### Exercise prompt
Below are some records. Say in a single number how many of their lines include the word "dylanbeaudette".

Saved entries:
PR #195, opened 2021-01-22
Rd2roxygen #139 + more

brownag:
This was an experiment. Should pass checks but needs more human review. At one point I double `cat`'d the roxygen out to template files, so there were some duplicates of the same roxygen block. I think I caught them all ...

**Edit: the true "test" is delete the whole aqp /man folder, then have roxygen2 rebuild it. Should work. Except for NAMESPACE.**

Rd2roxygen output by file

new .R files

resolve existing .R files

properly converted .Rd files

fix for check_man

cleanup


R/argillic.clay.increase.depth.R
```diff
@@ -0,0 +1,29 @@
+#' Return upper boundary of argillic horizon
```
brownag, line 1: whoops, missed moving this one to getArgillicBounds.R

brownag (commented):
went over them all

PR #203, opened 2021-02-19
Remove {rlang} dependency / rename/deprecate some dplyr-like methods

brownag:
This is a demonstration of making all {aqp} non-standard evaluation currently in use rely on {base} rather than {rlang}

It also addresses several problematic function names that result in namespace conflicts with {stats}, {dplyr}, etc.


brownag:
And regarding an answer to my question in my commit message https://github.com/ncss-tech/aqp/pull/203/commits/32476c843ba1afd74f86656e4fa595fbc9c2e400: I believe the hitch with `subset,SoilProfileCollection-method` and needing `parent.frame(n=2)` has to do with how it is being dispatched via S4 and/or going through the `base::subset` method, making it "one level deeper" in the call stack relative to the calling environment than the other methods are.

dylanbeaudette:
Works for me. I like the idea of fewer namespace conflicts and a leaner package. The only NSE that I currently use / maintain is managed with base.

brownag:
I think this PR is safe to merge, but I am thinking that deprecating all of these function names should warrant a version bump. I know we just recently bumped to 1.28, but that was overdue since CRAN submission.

==

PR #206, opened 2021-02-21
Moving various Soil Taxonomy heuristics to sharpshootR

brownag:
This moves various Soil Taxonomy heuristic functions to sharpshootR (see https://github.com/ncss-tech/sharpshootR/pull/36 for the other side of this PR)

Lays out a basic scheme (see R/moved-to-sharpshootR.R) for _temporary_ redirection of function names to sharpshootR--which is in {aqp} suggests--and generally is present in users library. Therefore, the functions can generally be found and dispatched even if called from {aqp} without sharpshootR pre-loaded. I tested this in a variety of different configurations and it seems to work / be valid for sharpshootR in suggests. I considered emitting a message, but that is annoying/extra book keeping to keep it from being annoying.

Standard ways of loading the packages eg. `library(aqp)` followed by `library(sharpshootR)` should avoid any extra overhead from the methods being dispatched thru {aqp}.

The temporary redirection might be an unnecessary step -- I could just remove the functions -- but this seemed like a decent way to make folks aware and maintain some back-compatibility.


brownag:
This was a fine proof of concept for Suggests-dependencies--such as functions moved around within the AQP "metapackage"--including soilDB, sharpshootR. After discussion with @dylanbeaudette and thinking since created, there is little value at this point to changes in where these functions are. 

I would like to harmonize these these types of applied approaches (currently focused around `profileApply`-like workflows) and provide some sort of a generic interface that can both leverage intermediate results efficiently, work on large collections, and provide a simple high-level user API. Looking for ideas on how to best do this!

### Exercise answer
2